START RECORDED INFORMATION
PR #935, opened 2021-10-27
DDP-7082: Refactor the required validation rule

alextanlan:
Moved the a question required validation logic into the question itself. 
Now `ActivityRequiredValidationRule` has no need to import specific question types.

### DIFF
--- a/ddp-workspace/projects/ddp-sdk/src/lib/models/activity/activityAgreementQuestionBlock.ts
+++ b/ddp-workspace/projects/ddp-sdk/src/lib/models/activity/activityAgreementQuestionBlock.ts
@@ -13,4 +13,8 @@ export class ActivityAgreementQuestionBlock extends ActivityQuestionBlock<boolea
     public canPatch(): boolean {
         return true;
     }
+
+    public hasRequiredAnswer(): boolean {
+        return this.answer === true;
+    }
 }
--- a/ddp-workspace/projects/ddp-sdk/src/lib/models/activity/activityAgreementQuestionBlock.ts
+++ b/ddp-workspace/projects/ddp-sdk/src/lib/models/activity/activityAgreementQuestionBlock.ts
@@ -14,7 +14,7 @@ export class ActivityAgreementQuestionBlock extends ActivityQuestionBlock<boolea
         return true;
     }
 
-    public hasRequiredAnswer(): boolean {
+    public hasAnswer(): boolean {
         return this.answer === true;
     }
 }
--- a/ddp-workspace/projects/ddp-sdk/src/lib/models/activity/activityCompositeQuestionBlock.ts
+++ b/ddp-workspace/projects/ddp-sdk/src/lib/models/activity/activityCompositeQuestionBlock.ts
@@ -25,7 +25,10 @@ export class ActivityCompositeQuestionBlock extends ActivityQuestionBlock<Answer
     }
 
     public hasRequiredAnswer(): boolean {
-        return this.answer != null
-            && this.children.every(childQuestion => childQuestion.hasRequiredAnswer());
+        const requiredChildren = this.children.filter(child => child.isRequired);
+
+        return requiredChildren ?
+            requiredChildren.every(childQuestion => childQuestion.hasRequiredAnswer())
+            : !!this.answer?.length;
     }
 }
--- a/ddp-workspace/projects/ddp-sdk/src/lib/models/activity/activityCompositeQuestionBlock.ts
+++ b/ddp-workspace/projects/ddp-sdk/src/lib/models/activity/activityCompositeQuestionBlock.ts
@@ -23,4 +23,9 @@ export class ActivityCompositeQuestionBlock extends ActivityQuestionBlock<Answer
     public get questionType(): QuestionType {
         return QuestionType.Composite;
     }
+
+    public hasRequiredAnswer(): boolean {
+        return this.answer != null
+            && this.children.every(childQuestion => childQuestion.hasRequiredAnswer());
+    }
 }
--- a/ddp-workspace/projects/ddp-sdk/src/lib/models/activity/activityCompositeQuestionBlock.ts
+++ b/ddp-workspace/projects/ddp-sdk/src/lib/models/activity/activityCompositeQuestionBlock.ts
@@ -24,11 +24,11 @@ export class ActivityCompositeQuestionBlock extends ActivityQuestionBlock<Answer
         return QuestionType.Composite;
     }
 
-    public hasRequiredAnswer(): boolean {
+    public hasAnswer(): boolean {
         const requiredChildren = this.children.filter(child => child.isRequired);
 
         return requiredChildren ?
-            requiredChildren.every(childQuestion => childQuestion.hasRequiredAnswer())
+            requiredChildren.every(childQuestion => childQuestion.hasAnswer())
             : !!this.answer?.length;
     }
 }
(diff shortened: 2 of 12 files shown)


ddp-workspace/projects/ddp-sdk/src/lib/models/activity/activityCompositeQuestionBlock.ts
```diff
@@ -23,4 +23,9 @@ export class ActivityCompositeQuestionBlock extends ActivityQuestionBlock<Answer
     public get questionType(): QuestionType {
         return QuestionType.Composite;
     }
+
+    public hasRequiredAnswer(): boolean {
+        return this.answer != null
+            && this.children.every(childQuestion => childQuestion.hasRequiredAnswer());
```
alextanlan: It is just my guess. 
Marco, am I right that if a composite question has a required validator 
then it is valid when every child question of it matches their own required validation rule?

ddp-workspace/projects/ddp-sdk/src/lib/models/activity/activityDateQuestionBlock.ts
```diff
@@ -62,4 +62,8 @@ export class ActivityDateQuestionBlock extends ActivityQuestionBlock<DatePickerV
     public convertToString(value: DatePickerValue): string {
         return `day:${value.day || ''};month:${value.month || ''};year:${value.year || ''}`;
     }
+
+    public hasRequiredAnswer(): boolean {
+        return (this.answer != null) && this.isSpecifiedFieldsPresent(this.answer);
```
aglushko-broad, line 67: wondering if we want to use here `this..isSpecifiedFieldsPresent(this.answer) || this.hasRequiredFields(this.answer)`
based on the task
https://broadinstitute.atlassian.net/browse/DDP-4600
sometimes some fields might be optional

aglushko-broad (dismissed):

ddp-workspace/projects/ddp-sdk/src/lib/models/activity/activityCompositeQuestionBlock.ts
MocanaAtBroad: OK. I interestingly, I am not seeing no the server side an implementation of required rule that works on composites!

But let's define it here.
If we say a composite question is required, what we are saying is that we don't want the user to leave the question unanswered.
So that tells us at least #1: **that there would be at least one row of answers for a composite question.**

Now currently as far as I understand (and hope!) it is not possible to submit an empty row of composite answers, e.g., if a composite question is composed of NAME and DOB, it is possible to submit answer that contains only NAME, only DOB, both NAME and DOB, but not a row with no answers. You can "Delete" a row by PATCHing all the rows without the deleted value.

OK. So then, what does it mean if, say NAME in example above is required but not DOB?
I think it means that if there is a row of composite question answers, we are expecting that the row will have a NAME value but it would be OK to leave DOB blank.

So a missing NAME in a row should prevent the activity SUBMIT/final activity PUT. And this would be the case whether or not the parent composite question is required.

**So: a required composite means that we have at least one row of answers.
And a required child of a composite means that, if there is a row of answers, there needs to be a value for that child question.**

Does this makes sense to you? Are we missing some detail here?

ddp-workspace/projects/ddp-sdk/src/lib/models/activity/activityAgreementQuestionBlock.ts
```diff
@@ -13,4 +13,8 @@ export class ActivityAgreementQuestionBlock extends ActivityQuestionBlock<boolea
     public canPatch(): boolean {
         return true;
     }
+
+    public hasRequiredAnswer(): boolean {
```
MocanaAtBroad: The naming of the method suggests that an answer is always required (i.e., this method will return true if the agreement question was checked even though there is no required rule associated with it). 
I would suggest renaming to simply: `hasAnswer()` (or something else that addresses concern expressed above).

ddp-workspace/projects/ddp-sdk/src/lib/services/activity/validators/activityRequiredValidationRule.ts
```diff
@@ -1,50 +1,15 @@
...
-        } else if (this.question.questionType === QuestionType.File) {
-            const value = this.question.answer as ActivityFileAnswerDto;
-            valid = value && !!value.fileName && (value.fileSize != null);
-        }
+        const isValid = this.question.hasRequiredAnswer();
+        this.result = isValid ? null : this.message;
 
-        this.result = (valid ? null : this.message);
-        return valid;
+        return isValid;
```
MocanaAtBroad, line 13: Excellent! If new question is added to system, as long as `hasRequiredAnswer()` is implemented correctly for that question, the rule will work without modification!

MocanaAtBroad (commented):
I think this looks good to me (except probably the composite question. Comments in body). 
I think it is important to, in addition to tests you have added, that we validate the code changes against actual real existing activities that have required questions as a sanity check. I'll scan the projects to see if we can identify some....

ddp-workspace/projects/ddp-sdk/src/lib/services/activity/validators/activityRequiredValidationRule.ts
alextanlan: That was the idea, suggested by you.

ddp-workspace/projects/ddp-sdk/src/lib/models/activity/activityAgreementQuestionBlock.ts
alextanlan: I suppose that the correct name would be like `hasValidAnswerInCaseThereIsRequiredValidationRule`.
`hasAnswer` is not quite clear in this case, in my opinion, 
i.e. a text question might have '   ' as an answer, but the answer is not valid for `Required` validator. 

May be, `hasValidAnswer` ?

ddp-workspace/projects/ddp-sdk/src/lib/models/activity/activityDateQuestionBlock.ts
alextanlan: In scope of the improvement I have moved the validation logic from `activityRequiredValidationRule.ts` to any question itself. Nothing was changed in the validation. 
In my understanding, if a date question has a "mandatory" validation rule, it should have all fields (year, month, day) filled out.

ddp-workspace/projects/ddp-sdk/src/lib/models/activity/activityAgreementQuestionBlock.ts
MocanaAtBroad: Well, `hasValidAnswer()` might suggest that it passes validation rules.
Other options: `answerHasBeenEntered()` ? `hasCompleteAnswer()` I think they are all going to be a bit ambiguous (ok `hasValidAnswerInCaseThereIsRequiredValidationRule()` is not ambiguous and I do like descriptive names but...)
Just make sure abstract definition has clear jsdoc explaining...

ddp-workspace/projects/ddp-sdk/src/lib/models/activity/activityCompositeQuestionBlock.ts
alextanlan: Yes, sounds pretty logical. 
- if a composite question itself **has** a required validation rule, the question must have at least one answer.
- if a composite question itself **does not have** a required validation rule, but some of its children have - 
then those children questions must have valid answers (must pass their own validation rules for their answers). 

Fixed in 7844c4ba3f448d3b3ce921278bdf099be6922be2

ddp-workspace/projects/ddp-sdk/src/lib/models/activity/activityAgreementQuestionBlock.ts
alextanlan: Ok, let's go with `hasAnswer` as the best compromise option.

Fixed in dbb57e6f61eabc3bfe2c2e66c56fbc39e43b3959

MocanaAtBroad (approved):
Looks good!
END RECORDED INFORMATION
Output the lines of the records above exactly as they appear, from the line containing "MocanaAtBroad, line 13: Excellent!" through the line containing "I think this".

MocanaAtBroad, line 13: Excellent! If new question is added to system, as long as `hasRequiredAnswer()` is implemented correctly for that question, the rule will work without modification!

MocanaAtBroad (commented):
I think this looks good to me (except probably the composite question. Comments in body). 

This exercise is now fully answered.